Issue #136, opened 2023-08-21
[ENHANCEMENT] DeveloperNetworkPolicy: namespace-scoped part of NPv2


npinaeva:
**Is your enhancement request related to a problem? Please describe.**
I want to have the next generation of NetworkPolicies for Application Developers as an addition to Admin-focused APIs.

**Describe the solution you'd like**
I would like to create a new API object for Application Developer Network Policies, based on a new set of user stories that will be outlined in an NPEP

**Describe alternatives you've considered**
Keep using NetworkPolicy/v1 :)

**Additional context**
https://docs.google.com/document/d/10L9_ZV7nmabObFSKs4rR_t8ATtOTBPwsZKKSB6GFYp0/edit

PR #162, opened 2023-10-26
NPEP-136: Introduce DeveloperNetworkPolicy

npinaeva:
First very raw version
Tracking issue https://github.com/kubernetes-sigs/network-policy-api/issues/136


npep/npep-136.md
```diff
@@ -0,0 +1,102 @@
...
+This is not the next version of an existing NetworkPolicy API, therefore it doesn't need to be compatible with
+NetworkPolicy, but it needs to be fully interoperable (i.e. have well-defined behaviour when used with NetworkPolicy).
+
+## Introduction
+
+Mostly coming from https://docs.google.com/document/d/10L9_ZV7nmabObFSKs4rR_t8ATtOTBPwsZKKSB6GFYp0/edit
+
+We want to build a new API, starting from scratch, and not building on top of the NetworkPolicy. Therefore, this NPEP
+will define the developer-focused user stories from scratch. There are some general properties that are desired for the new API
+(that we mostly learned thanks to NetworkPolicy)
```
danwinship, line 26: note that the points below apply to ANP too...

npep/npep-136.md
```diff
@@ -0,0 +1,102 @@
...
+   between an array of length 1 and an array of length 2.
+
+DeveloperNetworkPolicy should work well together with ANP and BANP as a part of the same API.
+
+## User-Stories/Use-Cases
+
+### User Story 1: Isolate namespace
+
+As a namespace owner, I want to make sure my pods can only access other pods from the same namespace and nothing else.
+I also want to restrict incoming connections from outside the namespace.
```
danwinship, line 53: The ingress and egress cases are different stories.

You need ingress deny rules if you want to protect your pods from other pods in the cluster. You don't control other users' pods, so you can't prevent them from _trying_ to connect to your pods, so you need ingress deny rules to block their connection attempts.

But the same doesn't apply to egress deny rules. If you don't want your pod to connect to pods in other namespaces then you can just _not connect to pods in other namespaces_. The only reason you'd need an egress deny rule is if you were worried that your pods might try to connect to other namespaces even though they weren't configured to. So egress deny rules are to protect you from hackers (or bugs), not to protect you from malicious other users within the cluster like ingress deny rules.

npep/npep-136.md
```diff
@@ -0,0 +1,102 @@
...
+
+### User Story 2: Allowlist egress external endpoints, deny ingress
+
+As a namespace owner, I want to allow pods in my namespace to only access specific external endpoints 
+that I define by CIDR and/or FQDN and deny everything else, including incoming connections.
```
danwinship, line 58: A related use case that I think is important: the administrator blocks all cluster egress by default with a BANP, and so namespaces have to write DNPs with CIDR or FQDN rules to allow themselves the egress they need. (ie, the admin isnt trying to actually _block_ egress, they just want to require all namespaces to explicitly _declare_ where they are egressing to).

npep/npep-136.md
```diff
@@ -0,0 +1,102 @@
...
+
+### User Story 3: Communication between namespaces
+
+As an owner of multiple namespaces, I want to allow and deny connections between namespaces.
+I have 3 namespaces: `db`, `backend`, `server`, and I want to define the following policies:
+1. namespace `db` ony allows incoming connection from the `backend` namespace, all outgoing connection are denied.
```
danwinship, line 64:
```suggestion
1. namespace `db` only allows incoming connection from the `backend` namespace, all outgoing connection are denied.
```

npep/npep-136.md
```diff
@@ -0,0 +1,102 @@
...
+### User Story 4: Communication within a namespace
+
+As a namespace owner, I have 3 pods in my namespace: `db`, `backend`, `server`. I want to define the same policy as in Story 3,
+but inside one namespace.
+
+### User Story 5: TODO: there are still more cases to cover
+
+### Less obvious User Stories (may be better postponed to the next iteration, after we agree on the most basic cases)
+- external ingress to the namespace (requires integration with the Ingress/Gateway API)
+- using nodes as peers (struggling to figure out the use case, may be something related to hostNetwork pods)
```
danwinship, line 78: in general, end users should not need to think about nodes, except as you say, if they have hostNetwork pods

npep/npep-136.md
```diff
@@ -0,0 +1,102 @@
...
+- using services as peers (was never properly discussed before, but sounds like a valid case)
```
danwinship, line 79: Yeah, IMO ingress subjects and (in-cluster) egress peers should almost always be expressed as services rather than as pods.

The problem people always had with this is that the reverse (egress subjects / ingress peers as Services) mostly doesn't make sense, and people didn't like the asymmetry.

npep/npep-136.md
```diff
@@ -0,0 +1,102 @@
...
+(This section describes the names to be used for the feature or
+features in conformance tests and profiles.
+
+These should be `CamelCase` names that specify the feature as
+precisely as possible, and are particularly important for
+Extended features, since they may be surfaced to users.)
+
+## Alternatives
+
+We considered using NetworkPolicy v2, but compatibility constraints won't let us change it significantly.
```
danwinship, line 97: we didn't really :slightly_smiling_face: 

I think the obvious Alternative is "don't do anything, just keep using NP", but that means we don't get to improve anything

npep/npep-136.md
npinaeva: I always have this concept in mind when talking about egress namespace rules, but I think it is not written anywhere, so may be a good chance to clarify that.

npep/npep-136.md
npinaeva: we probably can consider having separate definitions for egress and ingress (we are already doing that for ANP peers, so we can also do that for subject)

::::::::

• **What is expected**
Scan the data for the word "well" and copy every line where it shows up.

• **Exercise result**
+NetworkPolicy, but it needs to be fully interoperable (i.e. have well-defined behaviour when used with NetworkPolicy).
+DeveloperNetworkPolicy should work well together with ANP and BANP as a part of the same API.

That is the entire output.